PROMPT:
In the entries below, how many lines contain the string "printStackTrace"? Give the number by itself.

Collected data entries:
PR #1033, opened 2017-01-04
[RESTEASY-1574]: org.jboss.resteasy.spi.FactoryFinder does not close resources.

panossot:
[RESTEASY-1574] : https://issues.jboss.org/browse/RESTEASY-1574
[JBEAP-7988] : https://issues.jboss.org/browse/JBEAP-7988

### DIFF
--- a/resteasy-jaxrs/src/main/java/org/jboss/resteasy/spi/FactoryFinder.java
+++ b/resteasy-jaxrs/src/main/java/org/jboss/resteasy/spi/FactoryFinder.java
@@ -3,6 +3,7 @@ package org.jboss.resteasy.spi;
 import java.io.BufferedReader;
 import java.io.File;
 import java.io.FileInputStream;
+import java.io.IOException;
 import java.io.InputStream;
 import java.io.InputStreamReader;
 import java.security.AccessController;
@@ -103,9 +104,10 @@ final class FactoryFinder {
        ClassLoader classLoader = getContextClassLoader();
 
        String serviceId = "META-INF/services/" + factoryId;
+       BufferedReader rd = null;
+       InputStream is = null;
        // try to find services in CLASSPATH
        try {
-           InputStream is;
            if (classLoader == null) {
                is = ClassLoader.getSystemResourceAsStream(serviceId);
            } else {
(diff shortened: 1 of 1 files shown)


resteasy-jaxrs/src/main/java/org/jboss/resteasy/spi/FactoryFinder.java
```diff
@@ -113,20 +115,26 @@ static Object find(final String factoryId, final String fallbackClassName) throw
...
            LOGGER.log(Level.FINER, "Failed to load service " + factoryId + " from " + serviceId, ex);
-       }
-
-
+       } finally {
+           try {
+	       if (rd != null)
+		   rd.close();
+	   } catch (IOException ex) {
+	       ex.printStackTrace();
```
asoldano: Can we please have something better than the ex.printStackTrace()? (use the logger instance that's available). Also please see similar additions below.

resteasy-jaxrs/src/main/java/org/jboss/resteasy/spi/FactoryFinder.java
```diff
@@ -157,24 +172,30 @@ static Object find(final String factoryId, final String fallbackClassName) throw
...
-         }
+         } finally {
+           try {
+	       if (rd != null)
+		   rd.close();
+	   } catch (IOException ex) {
+               LOGGER.log(Level.FINER, "Failed to close  BufferedReader.", ex);
+	   }
+	 }
        }
```
ronsigal: Same comment as above. I would check is in the finally clause.

resteasy-jaxrs/src/main/java/org/jboss/resteasy/spi/FactoryFinder.java
```diff
@@ -113,20 +115,26 @@ static Object find(final String factoryId, final String fallbackClassName) throw
...
-
+       } finally {
+           try {
+	       if (rd != null)
+		   rd.close();
+	   } catch (IOException ex) {
+	       LOGGER.log(Level.FINER, "Failed to close  BufferedReader.", ex);
+	   }
+	}
+
```
ronsigal: If new InputStreamReader(is, "UTF-8") fails, then rd would be null but is would still be open. I would check is as well as rd in the finally clause.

RESPONSE FOR THIS EXERCISE:
2